Disclosed is a system and method for information gap prediction for ingested media in a system capable of answering questions.

In a system capable of answering questions, or an unstructured information system, the information sources are the critical component to get reliable results. These information sources are generated by one or more authors, who are continuously writing, or preparing to post content.

For academics or researchers in a particular field, such as computer science, these updates and posts are related to set number of subjects or contexts. When there is a gap in their contributions, there is a gap in the knowledge available to make decisions. These gaps may be due to the academic working on new materials, vacations, or various other reasons.

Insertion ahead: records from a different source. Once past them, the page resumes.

PR #285, opened 2021-03-11
Add kiwi boxbuild for distro other then openSUSE

AvengerMoJo:
Replacing the old PR #272  altogether. 

### DIFF
--- a/tools/build-image.sh
+++ b/tools/build-image.sh
@@ -188,11 +188,27 @@ cp ${imgdir}/microOS/config.{sh,xml} ${build}/
 bundle || exit 1
 
 mkdir ${build}/{_out,_logs}
-(set -o pipefail
-sudo kiwi-ng --debug --profile=${profile} --type oem \
-  system build --description ${build} \
-  --target-dir ${build}/_out |\
-  tee ${build}/_logs/${build_name}-build.log)
+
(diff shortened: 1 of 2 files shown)


jecluis (dismissed):

tools/build-image.sh
```diff
@@ -188,11 +188,27 @@ cp ${imgdir}/microOS/config.{sh,xml} ${build}/
...
+      --target-dir ${build}/_out |\
+      tee ${build}/_logs/${build_name}-build.log)
+    ;;
+  *)
+    echo "error: unsupported distribution ($osid) kiwi-ng may not work"
+    exit 1
+      ;;
+esac
 
+exit $?
```
jecluis, line 214: I wonder though whether this return code is going to be for the actual command that was run, or, as bash sometimes likes to do, the last statement (which I'm guessing was a successful `case`).

As much as I hate to hold up the PR yet again, mind adding the `exit $?` right after the calls to kiwi (mimicking what had been done)? Unless you are certain this is propagating the error as expected?

AvengerMoJo: sound good, I just move the exit $? into the case switch. 
Meanwhile I updated btrfs file check with different distro location

jecluis (approved):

For consumers and users, such as bloggers or tweeters, these updates and posts are often related to an indeterminate number of subjects and contexts. Where there is a gap in their contributions, the insight into the user during that time is highly variable. These gaps may be due to vacations, or dissatisfaction in the provider service. (for example, no longer Tweeting)

An example scenario:

Alice is the author


Alice posts 10 tweets spread over one week. The pattern is repeated for 10 weeks.

Alice doesn't post the 10 tweets in the 11th week.

There is a lack of information. There is a clear need to identify gaps in available information in the analysis of a corpus.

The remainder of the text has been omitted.